Как выяснилось в последние месяцы, многие из моих соотечественников память о победе 1945-го понимают сегодня как право диктовать условия и вмешиваться в дела соседнего государства, называя его граждан «бандитами» и «хунтой».
«Фашистами» государственные СМИ почти официально называют теперь власть соседней страны, выбравшей другой политический путь. В моей стране приняты новые законы, которые по сути запрещают размышлять, думать об истории, о войне самостоятельно.
Георгиевская лента стала теперь отличительным знаком непонятных, неизвестных мне людей. Они часто вооружены автоматическим оружием, они захватывают здания, они берут заложников. Я не понимаю их целей. Возможно, они вправе. Только какое это теперь имеет отношение к Победе?..
Спустя 69 лет я вижу нечто поразительное — я вижу, и во множестве, людей, которые хотят, чтобы война повторилась
Я не могу с прежним чувством слушать «Марш славянки» и «Священную войну» — их присвоили себе те, кого принято называть милитаристами.
Нам 69 лет твердили, особенно в этот день: мы — гуманисты, мы вернули миру мир, война не должна повториться.

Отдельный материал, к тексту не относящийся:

PR #1392, opened 2025-09-26
docs(book): fix up book

jkr-ariel:
# Description

This PR addresses the last few comments left on #1327 after being merged.

## Issues/PRs references

Follow up to #1327.

## Change checklist

### DIFF
--- a/book/src/hardware-functionality-support.md
+++ b/book/src/hardware-functionality-support.md
@@ -1,3 +1,5 @@
+{{#title Hardware & Functionality Support Overview - Ariel OS manual}}
+
 # Hardware & Functionality Support
 
 > The tables below indicate whether we support using the piece of functionality in a portable manner, through an abstraction layer and platform-aware configuration.


book/src/hardware-functionality-support.md
```diff
@@ -1,3 +1,5 @@
+{{#title Hardware & Functionality Support Overview}}
```
ROMemories: Generated titles have the book's title in them; can you check whether mdbook exposes it in some way so we don't have to hard-code it as below?
```suggestion
{{#title Hardware & Functionality Support Overview - Ariel OS manual}}
```

jkr-ariel: It does not seem like the book title is exposed directly, but it is possible to write a custom preprocessor that replaces `{{book_title}}` (for example) with the book title. Though I don't think this is really needed in this case.

ROMemories: Yeah I wasn't aware of any way to do it, but it might have changed. Agree it's not worth the trouble, so you can just the suggestion in (as I think this still needs to be consistent) and this should be good to go after that.

book/src/hardware-functionality-support.md
```diff
@@ -1,5 +1,9 @@
+{{#title Hardware & Functionality Support Overview - Ariel OS manual}}
+
 # Hardware & Functionality Support
 
+{{book_title}}
+
```
ROMemories:
```suggestion
```

ROMemories (approved):

PR #1393, opened 2025-09-26
docs(book): remove `mdbook-cmdrun`

jkr-ariel:
# Description

This PR removes the dependency on `mdbook-cmdrun` for the ArielOS book. This basically means going back to the setup that we had before #795 where auto-generated files were commited on the repo and checked by CI to make sure they are up to date.

This choice was motivated by the fact that #1327 already introduced commands that generate files to be commited on the repo. Also this enables us to get rid of the complexity of the `cmdrun-check.sh` script used by CI.

## Issues/PRs references

Linked to #1327.
Linked to #795.

## Change checklist


book/src/boards/index.md.tmpl
```diff
@@ -0,0 +1,25 @@
+# Board Pages
+
+## Tier 1
+
+Tier 1 hardware gets regularly tested, either automatically or manually.
+
+{%- for board_technical_name, board in tier1_boards %}
```
ROMemories: I would prefer to have a blank line before the vertical list, so that this is valid "Markdown Classic". The following should avoid whitespace to be trimmed before the list:

```suggestion
{% for board_technical_name, board in tier1_boards %}
```

ROMemories: Same for the other lists below

book/src/support_matrix_tier1.html
ROMemories, line 1: Can you declare these files as generated files, as you've done in #1327?

ROMemories (commented):
Otherwise the output looks identical to me (which is what we want), so after these this should be good to go!

ROMemories:
I suppose it would also be possible to re-enable the printing feature? If so, that can be done in a follow-up, no need to do this in this PR.

book/src/boards/index.md.tmpl
jkr-ariel: There is already a blank line after the paragraph which should not get trimmed.

.github/workflows/main.yml
```diff
@@ -436,21 +436,17 @@ jobs:
...
+      - name: Check the board index page markdown generation exit code
         run: |
-          ./doc/gen_book.rs board-list doc/support_matrix.yml /dev/null --tier 1
-          ./doc/gen_book.rs board-list doc/support_matrix.yml /dev/null --tier 2
-          ./doc/gen_book.rs board-list doc/support_matrix.yml /dev/null --tier 3
+          ./doc/gen_book.rs board-index doc/support_matrix.yml /dev/null --template-path book/src/boards/index.md.tmpl
 
-      - name: Install mdbook and mdbook utils
+      - name: Check the board pages generation exit code
+        run: ./doc/gen_book.rs board-pages doc/support_matrix.yml /tmp/
```
ROMemories: Isn't this redundant with the `board-pages` up-to-date check above?

jkr-ariel: It is. Fixed now

PR #1394, opened 2025-09-26
feat(sensors-api): add opaque sample values

nponsard:
# Description

This PR adds opaque sample values, those values are meant to be read using a custom trait provided by the sensor driver or a library.

## Issues/PRs references

- Depends on #1399

## Open Questions

I just realized while preparing this PR that going this way would hurt the discoverability aspect of the sensors api. These changes would be to make opaque the storage of a timestamp coming from the nrf91 GNSS API.

Is this a good idea ? 

## Change checklist

### DIFF
--- a/src/ariel-os-sensors/src/label.rs
+++ b/src/ariel-os-sensors/src/label.rs
@@ -38,6 +38,8 @@ pub enum Label {
     Longitude,
     /// Used for sensor drivers returning a single [`Sample`](crate::sensor::Sample).
     Main,
+    /// Opaque channel: the associated sample is intended for the sensor driver only, and no guarantees are provided.
+    Opaque,
     /// Relative humidity.
     RelativeHumidity,
     /// Heading.
@@ -68,6 +70,7 @@ impl core::fmt::Display for Label {
             Self::Latitude => write!(f, "Latitude"),
             Self::Longitude => write!(f, "Longitude"),
             Self::Main => write!(f, ""),
+            Self::Opaque => write!(f, "[opaque]"),
             Self::RelativeHumidity => write!(f, "Relative humidity"),
             Self::Heading => write!(f, "Heading"),
             Self::Temperature => write!(f, "Temperature"),


ROMemories:
Can you split this into two different PRs? Exposing the sensor driver from the `Samples` is unrelated to having opaque `Sample`s, even though that what motivates it.

src/ariel-os-macros/src/define_count_adjusted_sensor_enums.rs
```diff
@@ -121,6 +208,18 @@ pub fn define_count_adjusted_sensor_enums(_item: TokenStream) -> TokenStream {
             /// [`Iterator::zip()`] can be useful to zip the returned iterator with the one
             /// obtained with [`Reading::samples()`].
             pub fn iter(&self) -> impl ExactSizeIterator<Item = ReadingChannel> + core::iter::FusedIterator + '_ {
+                let iter = self.iter_raw()
+                    .filter(|channel| channel.label() != Label::Opaque);
+
+                let cloned = self.iter_raw()
+                    .filter(|channel| channel.label() != Label::Opaque);
+
+                let size = cloned.count();
```
ROMemories: Untested, but it seems simpler to use [`Iterator::copied()`](https://doc.rust-lang.org/stable/std/iter/trait.Iterator.html#method.copied):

Спустя 69 лет я вижу нечто поразительное — я вижу, и во множестве, людей, которые хотят, чтобы война повторилась.
Государственное ТВ и радио ежедневно, ежечасно провоцируют агрессию, прямо или косвенно. Разжигая, подталкивая. Поощряя бездумие своих слушателей и зрителей, их скудоумие. Тех, кто призывает «спасти» соседнюю страну — по сути, от самой себя. Я слушаю этих людей, я понимаю, что они больны, и я не хочу иметь с этими людьми ничего общего. Как и с этим телевидением, и с этим радио.
Я не могу быть с теми, кто присвоил себе право говорить от имени моих погибших и выживших в войну родственников. Я не могу быть с теми, кто свихнулся на безжизненной и абсурдной идее «русского мира». Я даже не удаляю их из друзей в фейсбуке — потому что считаю происходящее с ними разновидностью временного помешательства, а безумие не лечится нажатием мышки.
Я хочу представить армию, но вижу зеленых человечков. Они все время стоят передо мной. И я ничего не могу собой поделать. Я думаю о них каждое утро, поскольку первым делом интересуюсь новостями, а следом задаю себе вопрос — не сошел ли я с ума?..
Все это привело не к единению, а наоборот, к расколу. К опустошению. Я онемел и оглох. У меня нет слов. Тем более — общих. Я больше не хочу делить этот праздник с кем-либо. Больше не хочу вас видеть и слышать. Мне остается только память, и я спрячу ее, увезу с собой — подальше от Москвы. Надеюсь, я проведу этот день в молчании — среди могил тех, у кого есть могилы. Эти камни только и могут быть правдивы сегодня. Я буду стараться быть правдивым, как эти камни. Я буду с камнями, но не с вами. С вами я больше не хочу.